> [EXERCISE AIM]: Exact reproduction required: the lines below from the line with "alignOffset prop as well?" to the line with "- Scroll locking", both ends included, and no others.

+ + + +

PR #1188, opened 2024-12-20
[ScrollArea] Differentiate `x`/`y` orientation `data-scrolling`

### LINKED ISSUE #982: [ScrollArea] Make it possible to recreate the macOS overlay scrollbar behaviour

atomiks:
Closes #982

Previously both scrollbars received `data-scrolling` even if the orientation of the scroll was for the other scrollbar. This splits the states so they time out independently.


vladmoroz (approved):
very nice

PR #1191, opened 2024-12-20
[menu] Fix `openOnHover` issues

### LINKED ISSUE #1180: [Menu] `openOnHover` issues
For [Menu `openOnHover` demo](https://base-ui.com/react/components/menu)

### 1. First item incorrectly highlighted when mixing pointer/keyboard use

- Focus trigger using keyboard
- Press <kbd>esc</kbd>
- Hover the trigger with pointer
- First item highlighted incorrectly (nothing should be highlighted when using pointer)

### 2. Returns focus and scrolls to element out of view

- Focus 'Group Labels' demo trigger (View) at the bottom with keyboard
- Scroll up and hover the `openOnHover` demo
- Mouseout of the trigger
- Browser focuses and scrolls down to the 'Group Labels' trigger (focus management should be disabled like Popover when using `openOnHover`)

### 3. Stick behavior

- Hover `openOnHover` demo Menu
- Click
- Mouseout of trigger
- Stays stuck but should not (it also shouldn't stick if you moused into the popup, but didn't click anything)

Side note: I think Popover's implementation can also be improved in that clicking within the `patient threshold` makes it stick, but after 500ms (the current value) it closes, but they should at least match each other.

atomiks:
Closes #1180

Includes `data-instant` style hook for `Menu`

### DIFF
--- a/docs/reference/generated/menu-popup.json
+++ b/docs/reference/generated/menu-popup.json
@@ -19,7 +19,7 @@
       "description": "Present when the menu is closed."
     },
     "data-instant": {
-      "description": "Indicates the instant type of the popover popup.",
+      "description": "Indicates the instant type of the menu popup.",
       "type": "'click' | 'dismiss'"
     },
     "data-side": {
--- a/docs/reference/generated/menu-popup.json
+++ b/docs/reference/generated/menu-popup.json
@@ -19,7 +19,7 @@
       "description": "Present when the menu is closed."
     },
     "data-instant": {
-      "description": "Indicates the instant type of the menu popup.",
+      "description": "Present if animations should be instant.",
       "type": "'click' | 'dismiss'"
     },
     "data-side": {
--- a/docs/reference/generated/menu-popup.json
+++ b/docs/reference/generated/menu-popup.json
@@ -18,6 +18,10 @@
     "data-closed": {
       "description": "Present when the menu is closed."
     },
+    "data-instant": {
+      "description": "Indicates the instant type of the popover popup.",
+      "type": "'click' | 'dismiss'"
+    },
     "data-side": {
       "description": "Indicates which side the menu is positioned relative to the trigger.",
       "type": "'top' | 'bottom' | 'left' | 'right' | 'inline-end' | 'inline-start'"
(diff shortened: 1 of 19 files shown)


packages/react/src/popover/root/usePopoverRoot.ts
```diff
@@ -103,11 +104,11 @@ export function usePopoverRoot(params: usePopoverRoot.Parameters): usePopoverRoo
...
-        // Prevent impatient clicks from unexpectedly closing the popover.
-        setClickEnabled(false);
-        clearTimeout(clickEnabledTimeoutRef.current);
-        clickEnabledTimeoutRef.current = window.setTimeout(() => {
-          setClickEnabled(true);
+        // Only allow "patient" clicks to close the popover if it's open.
+        // If they clicked within 500ms of the popover opening, keep it open.
+        clearTimeout(stickIfOpenTimeoutRef.current);
+        stickIfOpenTimeoutRef.current = window.setTimeout(() => {
+          setStickIfOpen(false);
```
atomiks, line 111: While this new implementation makes more sense logically, it makes infotips like the ones on the docs work less well. Ignoring clicks is favorable there because it prevents multiple ones from being open simultaneously. The only way to get that to happen with the master version is to click it after closing/multiple times. cc: @vladmoroz

atomiks: Using `Popover.Backdrop` (or adding modality in general, at least for clicks) would actually solve this, since it would block pointer-events of everything underneath until they intentionally dismiss with outside press

colmtuite (approved):

docs/reference/generated/menu-popup.json
```diff
@@ -18,6 +18,10 @@
     "data-closed": {
       "description": "Present when the menu is closed."
     },
+    "data-instant": {
+      "description": "Indicates the instant type of the menu popup.",
```
michaldudak, line 22: TBH this description doesn't help much to understand what this attribute is for.

atomiks: Yep, agreed. The one for Popover is the same but I can update both of them.

packages/react/src/popover/root/usePopoverRoot.ts
benface: > Being able to hover open a menu/popover when there is another menu/popover open feels terrible

I totally agree @vladmoroz, and unfortunately it seems that even after this PR this is still possible (by hovering an item, waiting for the popover to open, clicking the item to close the popover, clicking it again to open it and make it sticky, and moving the cursor over a different item that also has a popover on hover). Is that intentional @atomiks?

benface: Makes sense, I ended up keeping track (in a context provider) of the last popover whose `onOpenChange` was called with `true`, and only passing `true` to `open` if it matches. Thanks @atomiks!

Issue #1189, opened 2024-12-20
[ScrollArea] Does not read `DirectionProvider` for `rtl`


atomiks:
`ScrollArea` uses the previous auto `getComputedStyle` check on mount

PR #1194, opened 2024-12-20
[ScrollArea] Read `DirectionProvider` and use logical positioning CSS props

mj12albert:
Fixes https://github.com/mui/base-ui/issues/1189

RTL horizontal scroll area demo: https://codesandbox.io/p/sandbox/eloquent-nightingale-s74566


atomiks (approved):

packages/react/src/scroll-area/root/ScrollAreaRoot.tsx
```diff
@@ -35,10 +38,10 @@ const ScrollAreaRoot = React.forwardRef(function ScrollAreaRoot(
 
   const contextValue = React.useMemo(
     () => ({
-      dir,
+      direction,
```
mnajdova, line 41: I am curious, what's the benefit of adding the direction in a context, when each subcomponent that need it can read the DirectionProvider's context?

mj12albert: > what's the benefit of adding the direction in a context

It doesn't need to be in the root context anymore, I've updated this ~

PR #1212, opened 2024-12-22
[docs] Remove `rehypeEmptyLines`

### LINKED ISSUE #1211: [docs] Missing line on Composition page in "Composing multiple components"
# Docs feedback

In the "Composing multiple components" section on the Composition page, there is a missing line that is not showing in the code example. The line is `<Menu.Item render={<a href="base-ui.com" />}>` (source [here](https://github.com/mui/base-ui/blob/master/docs/src/app/(public)/(content)/react/handbook/composition/page.mdx?plain=1#L69)). Perhaps the `prettier-ignore` comment on the line above is causing it to be skipped somehow?

atomiks:
Closes #1211. Not sure what this is for but it's breaking the code blocks.

### DIFF
--- a/docs/src/syntax-highlighting/index.mjs
+++ b/docs/src/syntax-highlighting/index.mjs
@@ -1,6 +1,5 @@
 import { createHighlighter } from 'shiki';
 import rehypePrettyCode from 'rehype-pretty-code';
-import { rehypeEmptyLines } from './rehypeEmptyLines.mjs';
 import { rehypeInlineCode } from './rehypeInlineCode.mjs';
 import { rehypePrettierIgnore } from './rehypePrettierIgnore.mjs';
 import { rehypeJsxExpressions } from './rehypeJsxExpressions.mjs';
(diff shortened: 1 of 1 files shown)


aarongarciah (approved):

docs/src/syntax-highlighting/index.mjs
```diff
@@ -1,6 +1,5 @@
 import { createHighlighter } from 'shiki';
 import rehypePrettyCode from 'rehype-pretty-code';
-import { rehypeEmptyLines } from './rehypeEmptyLines.mjs';
```
oliviertassinari, line 3: So, we should delete this file too? We `rehypeEmptyLines.mjs` is orphan now?

atomiks: It has some purpose, but I'm not sure what - Vlad knows. I kept it in case it'll be re-added soon with a fixed implementation. Since git history keeps it here, it's not crucial to be kept around though.

PR #1209, opened 2024-12-20
[Popover, Tooltip] Fix PopoverTrigger and TooltipTrigger prop types

okmr-d:
Fix wrong prop types.
スクリーンショット 2024-12-21 5 09 47

- [x] I have followed (at least) the [PR section of the contributing guide](https://github.com/mui/base-ui/blob/HEAD/CONTRIBUTING.md#sending-a-pull-request).

PR #1213, opened 2024-12-23
[core] Fix render prop types

atomiks:

Continues #1209

Switches to `GenericHTMLProps` for the `render` props type. This includes the `ref` which was previously missing. Using `'div'` for Tooltip uses the `GenericHTMLProps` regardless.

### DIFF
--- a/packages/react/src/tooltip/trigger/TooltipTrigger.tsx
+++ b/packages/react/src/tooltip/trigger/TooltipTrigger.tsx
@@ -4,7 +4,7 @@ import PropTypes from 'prop-types';
 import { useTooltipRootContext } from '../root/TooltipRootContext';
 import { useComponentRenderer } from '../../utils/useComponentRenderer';
 import { useForkRef } from '../../utils/useForkRef';
-import type { BaseUIComponentProps } from '../../utils/types';
+import type { BaseUIComponentProps, GenericHTMLProps } from '../../utils/types';
 import { triggerOpenStateMapping } from '../../utils/popupStateMapping';
 
 /**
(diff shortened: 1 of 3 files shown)


packages/react/src/tooltip/trigger/TooltipTrigger.tsx
```diff
@@ -46,14 +46,18 @@ namespace TooltipTrigger {
     open: boolean;
   }
 
-  export interface Props extends BaseUIComponentProps<any, State> {}
+  export interface Props extends BaseUIComponentProps<'div', State> {}
```
mnajdova, line 49: Do we expect here people to always need to cast if they use different element?

mnajdova (commented):
Can we add types test please? We could add `TooltipTrigger.spec.ts` file with different use-cases.

packages/react/src/tooltip/trigger/TooltipTrigger.tsx
atomiks: The `render` prop's `props` parameter is actually loosely typed in order to allow you to compose different tags. 

We need to ensure we document when a tag can't be replaced if we aren't polyfilling native behavior (e.g. if it relies in a specific tag's native props in order to work, like `<button>` being replaced with a `<span>`, but internally is not using `useButton()` to keep it accessible).

We could actually remove the first `tag` type since it serves no purpose in this case

mnajdova: Let's see if this will be enough, if we see more issues around this we can revisit it.

mnajdova (approved):

PR #1223, opened 2024-12-24
[useAnchorPositioning] Add `OffsetFunction` for `sideOffset` and `alignOffset`

### LINKED ISSUE #1195: [Popover] How to align the start of the popover with the center of the trigger?
First of all, amazing work on this library. The alpha version looks super solid already.

I've come across a potential limitation when using `Popover`. My design requires me to align the left / start of the popover with the center of the trigger (minus an offset, because actually the goal is to align the center of the first column of the popover, which has a fixed width... but that's irrelevant). With the `align` prop, it only seems possible to align the `start` of the popover with the start of the trigger, the `center` of the popover with the center of the trigger, or the `end` of the popover with the end of the trigger. Is there a solution I'm not seeing, given that the trigger has an unknown/dynamic width? If not, I have 2 potential (but very rough) ideas of how it could be handled (assuming you agree that it's a worthy use case!)

1. Another prop named `triggerAlign` or something, which would default to the same value as `align`, but in my case I would set it to `center`.
2. I have no idea if this is technically feasible, but maybe the `alignOffset` prop could accept a function that would receive the dimensions of the trigger and of the popup, and could do some math based on those to return an offset value?

Thanks so much again, I'm excited to see how this library evolves.

atomiks:
Closes #1195


packages/react/src/utils/useAnchorPositioning.ts
```diff
@@ -118,12 +122,29 @@ export function useAnchorPositioning(
   // presence.
   const arrowRef = React.useRef<Element | null>(null);
 
+  // Keep these reactive if they're not functions
+  const sideOffsetDep = typeof sideOffset === 'number' ? side : 0;
+  const alignOffsetDep = typeof alignOffset === 'number' ? align : 0;
```
atomiks, line 127: Positioning reactivity is lost when they specify a function; we can't tell if they're going to `useCallback` or not, usually the function gets inlined like:

```jsx
<Popover.Positioner sideOffset={sizes => sizes.anchor.height / 2}>
```

packages/react/src/utils/useAnchorPositioning.ts
```diff
@@ -118,12 +122,29 @@ export function useAnchorPositioning(
   // presence.
   const arrowRef = React.useRef<Element | null>(null);
 
+  // Keep these reactive if they're not functions
+  const sideOffsetDep = typeof sideOffset !== 'function' ? sideOffset : 0;
+  const alignOffsetDep = typeof alignOffset !== 'function' ? alignOffset : 0;
+
```
atomiks, line 128: Positioning reactivity is lost when they specify a function. We can't tell if they're going to `React.useCallback` or not - usually the function gets inlined like:

```jsx
<Popover.Positioner sideOffset={(sizes) => sizes.anchor.height / 2}>
```

So it can't be specified as a dependency as it's always changing. This means if they update the math inside the function, the position won't update live on fast refresh (but it will whenever the anchoring updates at some point)

docs/reference/generated/tooltip-positioner.json
```diff
@@ -18,9 +18,9 @@
       "description": "Which side of the anchor element to align the popup against.\nMay automatically change to avoid collisions."
     },
     "sideOffset": {
-      "type": "number",
+      "type": "number | (data) => number",
       "default": "0",
-      "description": "Distance between the anchor and the popup."
+      "description": "Distance between the anchor and the popup in pixels.\nAlso accepts a function that returns a number to read the dimensions of the anchor and popup,\nalong with its side and alignment.\n\n- `data.anchor`: the dimensions of the anchor element with properties `width` and `height`.\n- `data.popup`: the dimensions of the popup element with properties `width` and `height`.\n- `data.side`: which side of the anchor element the popup is aligned against.\n- `data.align`: how the popup is aligned relative to the specified side."
```
atomiks, line 23: Screenshot 2024-12-24 at 7 24 35 pm

packages/react/src/utils/useAnchorPositioning.ts
```diff
@@ -118,12 +138,31 @@ export function useAnchorPositioning(
...
-      crossAxis: alignOffset,
-      alignmentAxis: alignOffset,
-    }),
+    offset(
+      ({ rects, placement: currentPlacement }) => {
+        const data = {
+          side: getLogicalSide(sideParam, getSide(currentPlacement), isRtl),
+          align: getAlignment(currentPlacement) || 'center',
+          anchor: { width: rects.reference.width, height: rects.reference.height },
+          popup: { width: rects.floating.width, height: rects.floating.height },
```
atomiks, line 152: Technically this is the `Positioner` element, not `Popup`, but in practically every case they should be the same since it's a presentational wrapper

packages/react/src/utils/useAnchorPositioning.ts
michaldudak: If this ever becomes a problem, the `sideOffset`'s argument can include an `update` callback function that will force updating the layout.

michaldudak:
Is it possible to place a popup outside of the trigger's bounds?
I'm trying to align the start of the popup with the right-hand side of the trigger with some margin, but it seems that the offset can only be as high as the anchor width (the `+ 5` is ignored):

```tsx
<Popover.Positioner
  sideOffset={5}
  alignOffset={(sizes) => sizes.anchor.width + 5}
  align="start"
>
```

atomiks:
@michaldudak the `limitShift` logic forcefully prevents that from happening so it doesn't "detach". I'm not sure if it's important to support that in practice

michaldudak:
OK, it's fine. We could write a few words about it in the docs, so it's not surprising. I miss having a dedicated section per prop/group of props

atomiks:
Renamed `popup` to `positioner` so it explicitly matches the relevant element's dimensions, even though popup could be simpler and should usually match the size - it may not always

michaldudak (approved):
Could you add the description of the `data` structure to the `alignOffset` prop as well?

Besides that, it looks good to me.

atomiks:
> Could you add the description of the data structure to the alignOffset prop as well?

It already is from what I see?

michaldudak:
OK, weird, it doesn't show up on the docs: https://deploy-preview-1223--base-ui.netlify.app/react/components/menu#positioner

atomiks:
@michaldudak yeah I've noticed the docs preview sometimes doesn't update due to some cache issue. Locally, it's there and is after merging

PR #1231, opened 2024-12-26
[POC] Anchored modality changes

atomiks:
This changes the modality of anchored popups that primarily open on click, and adds the `modal` prop to `Popover`.

- Scroll locking is only enabled if the `Backdrop` part is rendered (where obscuring content justifies the lock)
- The internal backdrop becomes inert (no longer blocks `pointer-events`) if the anchor is hidden from view (possible alternative: if the popup is hidden, but Floating UI doesn't provide a hook for this out of the box). This allows the user to instantly click any item beneath once they've scrolled away from the popover and no longer 'care' about it being open. Outside clicks are presumed to be careful and intentional at this point


colmtuite:
I've lived with this the past few days (checking it intermittently). I'm not seeing much value/sense in this yet.

When a Menu is open, it's usually important to me that clicks outside it are blocked. When clicks outside are blocked, it's important that scroll is locked. These things have nothing to do with a backdrop being rendered.

I can potentially see an argument for closing the Menu when you scroll it out of view, or when you scroll x pixels away from where you were when it opened, or something like that. But just changing the behaviour of the Menu when its state has not changed, seems bad/odd.

atomiks:
@colmtuite to make https://github.com/mui/base-ui/pull/1234 work well for infotips, Popovers also need to add a `modal` prop which is `true` by default. When this is added, it will also by default lock the scroll for Popover. This doesn't match Radix (which doesn't block outside clicks) and feels overly restrictive.

> When clicks outside are blocked, it's important that scroll is locked. These things have nothing to do with a backdrop being rendered.

The main reason to block outside pointer events is to prevent sloppy outside presses from causing any interaction. The only reason to lock the scroll in conjunction then is because when scrolling away from the popup, you may be confused why you can't instantly click anything beneath it on first click, since the popup is no longer visible/relevant. This PR makes it so the overlay becomes inert when it isn't visible, so this concern is mostly gone (depending on the anchor's visibility).

The only justified reason to lock outside scroll is because you've obscured the content beneath the popup and can't see it properly. It makes sense to prevent scrolling in that case since you'll become disoriented after dismissing the popup. But if the backdrop is fully transparent, there's no justification to lock scroll when you can see everything beneath the popup - the fact that outside presses are prevented on first click isn't related to the ability to scroll around

atomiks:
Supeseded by https://github.com/mui/base-ui/pull/1459

PR #1234, opened 2024-12-26
[popover] New stick behavior

atomiks:
- If the user interacts with anything inside the popover after it opens on hover (detected with `pointerdown`), it sticks like it was clicked. This ensures sloppy mouseleaves don't unexpectedly close the popover, including when attempting to select text inside the popover, focusing an input and needing to navigate to a native browser popup, etc.
- Copies #1191 `openOnHover` stick behavior, where pressing within the patient threshold doesn't entirely ignore the click. This relies on #1231 (`modal` prop and related changes) to work well in terms of user experience.


atomiks:
Superseded by https://github.com/mui/base-ui/pull/1459

PR #1491, opened 2025-02-28
[NumberField] Prevent virtual cursor overlapping native one

atomiks:
The virtual cursor currently can overlap  the native one since the state can be set before the pointer lock promise (previously had wrong types in TS itself - it's now correct) finishes. Removed the flicker timeout as a result


mnajdova:
Can you share a screen-recording of this? I can't reproduce it, it was make it clear what's the PR about.

atomiks:
@mnajdova it's hard to see in the screen recording (I tried) because the flicker of the two overlapping cursors is so quick. Essentially, you briefly saw two simultaneous cursors (native and our fake HTML one - can repro old on live `base-ui.com`), now you should not.

As long as you see it looks good now, that's fine

mj12albert (approved):
The code looks fine, but I tested this vs master and couldn't see any difference either

PR #1529, opened 2025-03-04
[tabs][RadioGroup] Handle modifier keys

### LINKED ISSUE #1465: [tabs] Arrow keys should not move Tab focus if any modifier keys are pressed
Discovered via https://github.com/mui/material-ui/issues/45308

It's reproducible in the hero demo: https://base-ui.com/react/components/tabs

We should check for Shift, Alt, Ctrl, and meta keys

mj12albert:
Fixes https://github.com/mui/base-ui/issues/1465

All composite components will now prevent arrow key navigation if any modifier key (Shift, Ctrl, Alt, Meta) is pressed by default unless it's allowed with the `modifierKeys` prop.

The exception is RadioGroup since HTML radio groups work normally when `Shift` is held ([example](https://developer.mozilla.org/en-US/docs/Web/HTML/Element/input/radio#try_it))

Demo:
- Tabs will no longer navigate if any modifier key is pressed: https://deploy-preview-1529--base-ui.netlify.app/react/components/tabs
- RadioGroup works normally if `Shift` is pressed: https://deploy-preview-1529--base-ui.netlify.app/react/components/radio

### DIFF
--- a/packages/react/src/composite/root/useCompositeRoot.ts
+++ b/packages/react/src/composite/root/useCompositeRoot.ts
@@ -25,9 +25,11 @@ import {
   HORIZONTAL_KEYS_WITH_EXTRA_KEYS,
   isDisabled,
   isIndexOutOfBounds,
+  MODIFIER_KEYS,
   VERTICAL_KEYS,
   VERTICAL_KEYS_WITH_EXTRA_KEYS,
   type Dimensions,
+  type ModifierKey,
 } from '../composite';
 
 export interface UseCompositeRootParameters {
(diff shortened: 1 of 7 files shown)


packages/react/src/composite/root/useCompositeRoot.ts
```diff
@@ -76,6 +94,7 @@ export function useCompositeRoot(params: UseCompositeRootParameters) {
     enableHomeAndEndKeys = false,
     stopEventPropagation = false,
     disabledIndices,
+    modifierKeys = [],
```
atomiks, line 97: Should this default be specified outside so it's a stable reference?

mj12albert: 👍 ~ fixed

atomiks (approved):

+ + + +

> [THE COMPLETED TASK]:
> Could you add the description of the data structure to the alignOffset prop as well?

It already is from what I see?

michaldudak:
OK, weird, it doesn't show up on the docs: https://deploy-preview-1223--base-ui.netlify.app/react/components/menu#positioner

atomiks:
@michaldudak yeah I've noticed the docs preview sometimes doesn't update due to some cache issue. Locally, it's there and is after merging

PR #1231, opened 2024-12-26
[POC] Anchored modality changes

atomiks:
This changes the modality of anchored popups that primarily open on click, and adds the `modal` prop to `Popover`.

- Scroll locking is only enabled if the `Backdrop` part is rendered (where obscuring content justifies the lock)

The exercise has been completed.